● **WHAT THE TASK REQUIRES**
The lines from the start of the records through the one containing "- To have a" are to be restated word for word; please include both ends.

──────── SUPPLIED RECORDS ────────

Issue #3710, opened 2025-11-11
Improve the thumbnail for PoiDetails


bahaaTuffaha:
### Describe the Problem

Some images are not meant for `object-fit: cover` so some information or the logo will get cutoff so we need a way to show the full image and keep the same space intact.

<img width="400" alt="Image" src="https://github.com/user-attachments/assets/4afbb88f-a87a-4b35-9ceb-bf9a5a02c12c" />

### Describe Your Preferred Solution

- To have a div that have the image as background (cover) with blur.
- inside the div we put the thumbnail image with contain object-fit.

for ex.:

<img width="400" alt="Image" src="https://github.com/user-attachments/assets/93176ef4-ac0a-4534-ab52-a53d02bb07cf" />

<img width="400" alt="Image" src="https://github.com/user-attachments/assets/3517b16e-16cb-4917-af04-45ac79a315dc" />

### Describe Possible Alternatives

keep doing what we doing.

### Related Issues

none.

steffenkleinle:
Looks good!

PR #3713, opened 2025-11-12
3710: Improve the thumbnail for PoiDetails

bahaaTuffaha:
### Short Description

Some images are not meant for object-fit: cover so some information or the logo will get cutoff so we need a way to show the full image and keep the same space intact.

### Proposed Changes

- Created `ThumbnailBackground` that is blurred behind the actual `Thumbnail`.
- Some Thumbnail are `png` so will cause a problem with contrast so created a conditional `isNotPng` to hide the background.
- Adjusted the `SimpleImage` to accept blurRadius props.

### Side Effects

- None.

### Testing

- Go to the poi at any region and check the thumbnail.
http://localhost:9000/staedteregion-aachen/de/locations/abbba-ev
http://localhost:9000/testumgebung/de/locations/test-handynummer
- Check the png ones like: 
http://localhost:9000/staedteregion-aachen/de/locations/ausl%C3%A4nderamt-st%C3%A4dteregion-aachen-infostelle
http://localhost:9000/staedteregion-aachen/de/locations/abbba-ev

### Resolved Issues

Fixes: #3710

---

### DIFF
--- a/.circleci/config.yml
+++ b/.circleci/config.yml
@@ -30,6 +30,22 @@ commands:
             - run:
                 command: circleci config validate
                 name: Validate circle config
+    generate_sbom:
+        description: Generate SPDX SBoM
+        steps:
+            - run:
+                command: |
+                    echo "Installing Syft..."
+                    curl -sSfL https://get.anchore.io/syft | sudo sh -s -- -b /usr/local/bin
+                    export SYFT_SOURCE_NAME="integreat-app"
+                    export SYFT_FORMAT_SPDX_JSON_PRETTY=true
+                    syft version
+                name: Install Syft
+            - run:
+                command: syft dir:. -o spdx-json=~/sbom.json
+                name: Generate SPDX SBoM
+            - store_artifacts:
+                path: ~/sbom.json
     notify:
         description: Send a notification (to Mattermost) at the end of a job, based on success or failure. Must be the last step in a job.
         parameters:
@@ -778,12 +794,17 @@ jobs:
             - prepare_workspace
             - restore_environment_variables
             - restore_yarn_tools_cache
+            - generate_sbom
             - run:
                 command: |
                     RELEASE=$(yarn --silent app-toolbelt v0 release create << parameters.platform >> ${NEW_VERSION_NAME} ${NEW_VERSION_CODE} --private-key ${DELIVERINO_PRIVATE_KEY} --owner ${CIRCLE_PROJECT_USERNAME} --repo ${CIRCLE_PROJECT_REPONAME} <<# parameters.production_delivery >>--production-release<</ parameters.production_delivery >>)
                     echo "export RELEASE_ID=$(echo ${RELEASE} | jq .id)" >> ${BASH_ENV}
                     echo "export RELEASE_NOTES=$(echo ${RELEASE} | jq .releaseNotes)" >> ${BASH_ENV}
                 name: Create github release
+                working_directory: tools
+            - run:
+                command: yarn app-toolbelt v0 release upload --releaseId ${RELEASE_ID} --files ~/sbom.json --deliverino-private-key ${DELIVERINO_PRIVATE_KEY} --owner ${CIRCLE_PROJECT_USERNAME} --repo ${CIRCLE_PROJECT_REPONAME}
+                name: Upload SBoM to github release
                 working_directory: tools
             - unless:
                 condition:
--- a/.circleci/src/commands/generate_sbom.yml
+++ b/.circleci/src/commands/generate_sbom.yml
@@ -1,0 +1,15 @@
+description: Generate SPDX SBoM
+steps:
+  - run:
+      name: Install Syft
+      command: |
+        echo "Installing Syft..."
+        curl -sSfL https://get.anchore.io/syft | sudo sh -s -- -b /usr/local/bin
+        export SYFT_SOURCE_NAME="integreat-app"
+        export SYFT_FORMAT_SPDX_JSON_PRETTY=true
+        syft version
+  - run:
+      name: Generate SPDX SBoM
+      command: syft dir:. -o spdx-json=~/sbom.json
+  - store_artifacts:
+      path: ~/sbom.json
--- a/.circleci/src/jobs/notify_release.yml
+++ b/.circleci/src/jobs/notify_release.yml
@@ -14,12 +14,17 @@ steps:
   - prepare_workspace
   - restore_environment_variables
   - restore_yarn_tools_cache
+  - generate_sbom
   - run:
       name: Create github release
       command: |
         RELEASE=$(yarn --silent app-toolbelt v0 release create << parameters.platform >> ${NEW_VERSION_NAME} ${NEW_VERSION_CODE} --private-key ${DELIVERINO_PRIVATE_KEY} --owner ${CIRCLE_PROJECT_USERNAME} --repo ${CIRCLE_PROJECT_REPONAME} <<# parameters.production_delivery >>--production-release<</ parameters.production_delivery >>)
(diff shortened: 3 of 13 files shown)


steffenkleinle (commented):
Thanks for addressing this! I think for the eample TaT image it looks really good, but I am not sure this is a good fit for all images, especially if they are very narrow/have a small width.

🤔 I am not sure if the `isNotPng` logic is enough, also svgs and other file types can have transparent background which would cause issues. I would therefore be inclined to just show the image aligned to the left without any background/width set, see screenshot below, I think this would also look very reasonable. Alternatively, I'd say we do this for `jpg`/`jpeg` only instead of everything except `png`.

If we decide to go with the blur background, could you move the background logic to the image component or a new component to be reusable/not clutter the poi details?

image

Furthermore, currently the thumbnails are not visible in high contrast mode, what do you think just setting a `background-color: white` until we get svgs only for those kind of images from the CMS?

image

bahaaTuffaha:
> Furthermore, currently the thumbnails are not visible in high contrast mode, what do you think just setting a `background-color: white` until we get svgs only for those kind of images from the CMS?

- This is good Idea...
- I will investigate more to see what could be done about transparent images and SVG.

bahaaTuffaha:
Update:
I did some experiments:
- For web worked well with the drop-shadow thing (applied twice for higher intensity)
- For native there is no similar affect so I used the same ThumbnailBackground as outline ... it's not perfect 🫣 what do you think?
image

native/src/components/CustomThumbnail.tsx
```diff
@@ -0,0 +1,44 @@
...
+
+const CustomThumbnail = ({ src }: CustomThumbnailProps): ReactElement => {
+  const theme = useTheme()
+  const isNonTransparent = !src.toLowerCase().includes('.png') && !src.toLowerCase().includes('.svg')
+  return (
+    <ThumbnailWrapper>
+      {isNonTransparent ? (
+        <ThumbnailBackground source={src} resizeMode='cover' blurRadius={3} />
+      ) : (
+        <ThumbnailBackground style={{ tintColor: theme.colors.outline, transform: [{ scale: 1.04 }] }} source={src} />
```
steffenkleinle: 🤔 `1.04` is a little random number, is this necessary/can't we just use `1` instead?

web/src/components/CustomThumbnail.tsx
```diff
@@ -0,0 +1,50 @@
...
+  border-radius: 8px;
+  overflow: hidden;
+
+  ${props => props.theme.breakpoints.down('md')} {
+    order: 1;
+    margin-top: 12px;
+  }
+`
+
+const Thumbnail = styled('img')<{ isPng?: boolean }>`
```
steffenkleinle: 🔧 The naming is not correct anymore
```suggestion
const Thumbnail = styled('img')<{ opaque?: boolean }>`
```

web/src/components/CustomThumbnail.tsx
```diff
@@ -0,0 +1,50 @@
...
+  object-fit: cover;
+  filter: blur(10px);
+`
+
+type CustomThumbnailProps = {
+  src: string
+}
+
+const CustomThumbnail = ({ src }: CustomThumbnailProps): ReactElement => {
+  const isNonTransparent = !src.toLowerCase().includes('.png') && !src.toLowerCase().includes('.svg')
```
steffenkleinle: 🔧 See comment for native

native/src/components/CustomThumbnail.tsx
```diff
@@ -0,0 +1,44 @@
+import React, { ReactElement } from 'react'
+import styled, { useTheme } from 'styled-components/native'
+
+import SimpleImage from './SimpleImage'
+
+const ThumbnailWrapper = styled.View`
+  position: relative;
```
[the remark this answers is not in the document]
bahaaTuffaha: the default is `position: static`
https://www.w3schools.com/css/css_positioning.asp

bahaaTuffaha:
Note: none of the colors we have at the theme worked as white color 😞

native/src/components/CustomThumbnail.tsx
```diff
@@ -0,0 +1,44 @@
...
+
+const ThumbnailBackground = styled(SimpleImage)`
+  position: absolute;
+  height: 100%;
+  width: 100%;
+`
+
+const Thumbnail = styled(ThumbnailBackground)`
+  position: relative;
+`
```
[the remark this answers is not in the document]
steffenkleinle: Why don't you do the same for `WhiteBackground` though? 🤔

native/src/components/HorizontalLine.tsx
```diff
@@ -3,6 +3,6 @@ import styled from 'styled-components/native'
 const HorizontalLine = styled.View`
   border-bottom-width: 1px;
   border-color: ${props => props.theme.legacy.colors.textDisabledColor};
-  margin: 20px 0;
+  margin: 8px 0;
```
steffenkleinle: 💭 This will cause side effects on other screens, but since we are going to replace this anyway before it hits production its fine.

native/src/components/PoiDetails.tsx
```diff
@@ -61,25 +47,21 @@ const PoiDetails = ({ poi, language, distance, onFocus }: PoiDetailsProps): Reac
...
-                <Contact
-                  key={
-                    contact.headline ?? contact.website ?? contact.name ?? contact.phoneNumber ?? contact.mobileNumber
-                  }
-                  contact={contact}
-                  isLastContact={contacts.length - 1 === index}
-                />
-              ))}
-            </StyledContactsContainer>
+            {contacts.map((contact, index) => (
```
steffenkleinle: Nice refactoring here, great work! ❤️

steffenkleinle (approved):
Nice work!

native/src/components/CustomThumbnail.tsx
```diff
@@ -0,0 +1,44 @@
...
+
+type CustomThumbnailProps = {
+  src: string
+}
+
+const CustomThumbnail = ({ src }: CustomThumbnailProps): ReactElement => {
+  const opaque = ['.jpg', '.jpeg'].some(extension => src.toLowerCase().includes(extension))
+  return (
+    <ThumbnailWrapper>
+      {opaque ? <ThumbnailBackground source={src} resizeMode='cover' blurRadius={3} /> : <WhiteBackground />}
```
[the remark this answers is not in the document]
LeandraH: Actually, I'm not sure about the shadow either. This is Aachen > Bürgerbüro Eschweiler, I really don't think that's ideal for our users.

Image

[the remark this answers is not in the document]
LeandraH: Huh, you're right, I thought I'd never checked out the branch before, but I apparently was on an older version 😅 

Looks great!

LeandraH (approved):
I still don't love the blurred picture in the background but you're right that it's a bit tricky to know which background color to use. I'd be inclined to just say white, but I haven't seen that many JPG icons either.

Tested in simulated iOS

LeandraH:
> > but I haven't seen that many JPG icons either.
> 
> sooo do I keep the blur? for the "aesthetic" 🙂

I would prefer if you remove it but I can be convinced otherwise :)

web/src/components/CustomThumbnail.tsx
```diff
@@ -0,0 +1,43 @@
...
+
+const Thumbnail = styled('img')`
+  position: relative;
+  height: 100%;
+  width: 100%;
+  object-fit: contain;
+`
+
+const WhiteBackground = styled('div')`
+  position: absolute;
```
LeandraH: Check for Leandra: Do we need an absolute positioning without any positions?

────────

● **FINAL ANSWER**
Issue #3710, opened 2025-11-11
Improve the thumbnail for PoiDetails


bahaaTuffaha:
### Describe the Problem

Some images are not meant for `object-fit: cover` so some information or the logo will get cutoff so we need a way to show the full image and keep the same space intact.

<img width="400" alt="Image" src="https://github.com/user-attachments/assets/4afbb88f-a87a-4b35-9ceb-bf9a5a02c12c" />

### Describe Your Preferred Solution

- To have a div that have the image as background (cover) with blur.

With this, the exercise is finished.